本研究的目的在探討應用個案管理對控制消化性潰瘍合併出血病患於住院後自我照顧認知程度、服務滿意度、住院天數與醫療費用之成效。採準實驗法,共79名病患符合選樣條件,實驗組42名,對照組37名,實驗組病患接受個案管理護理方案,對照組則接受一般常規照護方案。研究工具為自我照顧認知程度量表及服務滿意度量表,採專家內容效度,信度分別為K-R20= 0.81及Cronbach‘s alpha為0.96,研究者間一致性信度Kappa值為0.89,並從研究機構取得醫療費用。研究者於病患住院24小時內收集前測資料,後測資料於出院當日完成。資料以卡方檢定、t-檢定、pair-t及皮爾森積差相關進行檢定分析。研究結果發現: 實驗組病患自我照顧認知程度及服務滿意度均較對照組病患高,且達顯著差異。平均住院天數縮短2.85天及平均醫療費用減少5411.21元,亦達顯著差異。由此可見,針對消化性潰瘍合併出血病患採行個案管理方案,可有效控制照護品質與醫療費用。於因應保險給付制度變革之時,提供給護理行政主管,作為管理品質與成本之參考。

並列摘要


The purpose of this study was to investigate the application of case management in self-care knowledge, satisfaction with health care, length of stays,and medical cost. A quasi-experimental design was used in this study. Based on the hospitalization diagnosis and thestudy inclusion criterion, the total sample consisted of 79 subjects with UGI bleeding. The subjects were divided into two groups, 42 subjects in the experimental group and 37 subjects in the control group. Subjects in the experimental group were handled with the case management method, where as subjects in the control group received routine care. Content was examined to determine the validity in this study. The Kuder-Richardson 20 method was used to evaluate of self-care scale (KR20= 0.81); and Cronbach’s alpha method was used for the satisfaction scale ( =0.96). Inter reliability for agreement among the researchers was examined using the Kappa method and the cofficient was 0.89. Data were collected by using the demographic data sheet, the self-care knowledge scale, the satisfactory questionnaire, and the patient’s chart.
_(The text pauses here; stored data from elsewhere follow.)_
PR #2638, opened 2019-03-22
Ignore test_times.log

pykello:
Running tests locally generates `test_times.log` which shouldn't be committed, but is easy to miss when there are a lot of changes.

### DIFF
--- a/src/test/regress/.gitignore
+++ b/src/test/regress/.gitignore
@@ -10,5 +10,8 @@
 /regression.diffs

Data also were collected from the center of research institution. The pre-test was done by researcher within 24 hours after patient’s hospitalization, and the post-test was done on the day of patient’s discharge. Data were analyzed by using the chi-square test, t-test, pair t-test, and pearson’ conelation. The results indicated that the experimental group was significantly higher in self-care knowledge and patient’s satisfaction with medical health care. The experimental group was significantly less in the average length of stays (reduced 2.85 days) and medical cost (reduced by NT$5411.21). Based on the results of the study, it was concluded that the case management method could effectively control quality of care, length of stays and medical cost in UGI-bleeding patients. In addition, when insurance payment policies undergo change, the findings of this study will provide nursing administrators as a reference on managing quality and cost.